In June 2021 he made his second Super League appearance for Castleford Tigers against Catalan Dragons.

In August 2021 he made his third Super League appearance for Castleford Tigers against Huddersfield Giants. He also scored his first Super League try.

===Dewsbury Rams===
On 19 November 2021 it was reported that he had signed for Dewsbury in the RFL Championship.

On 7 February 2022, he made his debut for Dewsbury. In September 2022 he signed a one-year deal to remain at Dewsbury during their League 1 campaign in 2023. On 26 May 2023 he was named in the Betfred League One team of the month for May 2023 in the left second row position. On 6 August 2023 he played in the left second row position v Workington. Dewsbury won 38-8 and finished as champions of the Betfred League One. They gained promotion to the Championship in 2024. On 3 October 2023 he signed a new twelve-month contract to remain at the Dewsbury club in 2024 where they would play back in the rugby league championship.

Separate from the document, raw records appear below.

PR #2212, opened 2026-01-06
fix: match rulesets by branch pattern

amustaque97:
Closes #2211 

**Summary**
Improves ruleset diffing to match by branch pattern instead of name (enabling in-place updates rather than delete/recreate)

Issue #2211, opened 2026-01-06
Detect ruleset diff based on the branch pattern


amustaque97:
As encountered in the PR  https://github.com/rust-lang/team/pull/2200#issuecomment-3715211184

The current logic matches rulesets by name, so when the name format changed from "Branch protection for main" to "Ruleset for main", it can't find a match and ends up deleting + recreating instead of updating. 

Expectation is 
- The ruleset will be updated (including renaming from "Branch protection for main" to "Ruleset for main") instead of being deleted and recreated
- Only if the branch patterns don't match will a new ruleset be created
- If an existing ruleset on GitHub protects `refs/heads/main`, and the expected ruleset also protects `refs/heads/main`, they'll be matched together

PR #2298, opened 2026-03-06
Fix synchronization of rulesets

Kobzol:
The [get all rulesets endpoint](https://docs.github.com/en/rest/repos/rules?apiVersion=2022-11-28#get-all-repository-rulesets) does not actually return all fields of each ruleset. So we were loading data from GitHub that did not match what we uploaded there, which caused unclean diffs. That is probably also the reason why some of the fields were wrapped in `Option`s (which should not be necessary based on my testing).

I also changed how the diff is outputted, to provide a much shorter diff based on only the things that are actually being changed.

I did not swap the implementation to check rulesets by patterns. I think that it is easier to just check them by name, and keep a convention that the name is always based on the branch pattern. If we wanted to use a single ruleset per multiple branches (which sounds like a reasonable extension in the future), we could do that, but as long as we only support one branch protection/ruleset per branch, we can use this simpler scheme. I added validation to check that the patterns between different branch protections on a single repo do not overlap.

I noticed that the current implementation synchronizes everything available on GitHub for each ruleset, which doesn't match how we normally do things in `team`. That being said, since it's already implemented, I'd keep it, at least we will be sure that the rulesets weren't tampered with by hand on GitHub.

Fixes: https://github.com/rust-lang/team/issues/2211
Closes: https://github.com/rust-lang/team/pull/2212

### DIFF
--- a/sync-team/src/github/mod.rs
+++ b/sync-team/src/github/mod.rs
@@ -677,11 +677,19 @@ impl SyncGitHub {
                     rules: expected_rules,
                 } = &expected_ruleset;
 
+                // With a read-only GitHub App token, GitHub does not actually return bypass actors
+                // from the API. So we should not check it, otherwise the diff will not be clean.
+                let bypass_actors_differ = if !self.github.uses_pat() {
+                    false
+                } else {
+                    bypass_actors != expected_bypass_actors
+                };
+
                 // Ruleset exists for this branch name, check if it needs updating
                 if target != expected_target
                     || source_type != expected_source_type
                     || enforcement != expected_enforcement
-                    || bypass_actors != expected_bypass_actors
+                    || bypass_actors_differ
                     || conditions != expected_conditions
                     || rules != expected_rules
                 {
@@ -1017,7 +1025,7 @@ pub fn construct_ruleset(branch_protection: &rust_team_data::v1::BranchProtectio
         target: RulesetTarget::Branch,
         source_type: RulesetSourceType::Repository,
         enforcement: RulesetEnforcement::Active,
-        bypass_actors: vec![],
+        bypass_actors: Some(vec![]),
         conditions: RulesetConditions {
             ref_name: RulesetRefNameCondition {
                 include: vec![convert_branch_pattern_to_ref_pattern(
--- a/sync-team/src/github/api/mod.rs
+++ b/sync-team/src/github/api/mod.rs
@@ -523,7 +523,11 @@ pub(crate) struct Ruleset {
     pub(crate) target: RulesetTarget,
     pub(crate) source_type: RulesetSourceType,
     pub(crate) enforcement: RulesetEnforcement,
-    pub(crate) bypass_actors: Vec<RulesetBypassActor>,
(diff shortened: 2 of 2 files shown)


sync-team/src/github/api/read.rs
```diff
@@ -544,20 +546,39 @@ impl GithubRead for GitHubApiRead {
...
+            id: u64,
+        }
+
+        let mut ruleset_ids = vec![];
 
         // REST API endpoint for rulesets
         // https://docs.github.com/en/rest/repos/rules#get-all-repository-rulesets
-        // The API returns an array of rulesets directly, not wrapped in an object
+        // The API returns only a subset of data for each ruleset :/
+        // So we then have to fetch the rulesets individuall to get the full data.
```
marcoieni:
```suggestion
        // So we then have to fetch the rulesets individually to get the full data.
```

sync-team/src/github/mod.rs
```diff
@@ -1656,21 +1674,19 @@ fn log_ruleset(
...
-                writeln!(result, "        {}: {:?}", $str, old)?;
-                logged = true;
-            } else if Some(old) != new_val {
-                if let Some(n) = new_val {
-                    writeln!(result, "        {}: {:?} => {:?}", $str, old, n)?;
-                    logged = true;
-                }
+
+            // If there is a new value and it does not match the old, print a diff
+            if let Some(new_value) = $new_field
```
marcoieni:
```suggestion
            if let Some(new_value) = new_val
```

sync-team/src/github/mod.rs
```diff
@@ -1656,21 +1674,19 @@ fn log_ruleset(
...
+                && new_value != old
+            {
+                writeln!(result, "        {}: {old:?} => {new_value:?}", $str)?;
+            } else if new_val.is_none() {
```
marcoieni, line 1695:
```suggestion
            } else {
```

sync-team/src/github/mod.rs
marcoieni: it should be equivalent, right?

sync-team/src/github/mod.rs
marcoieni: I think we are already in this case, so it's not useful to repeat the if, right?

Kobzol: We don't want to trigger the second branch if there is a new value, but it is the same as the old one.

sync-team/src/github/mod.rs
Kobzol: Yeah, I was struggling with moved value due to the way it was previously written, so this was a temporary change that I forgot to revert, thanks.

marcoieni:
the dry run on my test failed: https://github.com/rust-lang/team/actions/runs/22776512996/job/66071152519

Maybe the API is returning 404? similar to the environments issues we had. Or maybe the field needs to be optional.

marcoieni:
started another dry run: https://github.com/rust-lang/team/pull/2300

Kobzol:
Looks good! Thanks.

On 31 May 2024 he made his 50th professional appearance against his hometown club Wakefield Trinity.

===Halifax Panthers===
On 14 November 2024 it was reported that he had signed for Halifax in the RFL Championship on a two-year deal.
On 26 February 2025 made Halifax debut v Thatto Heath in a 48-6 challenge cup win.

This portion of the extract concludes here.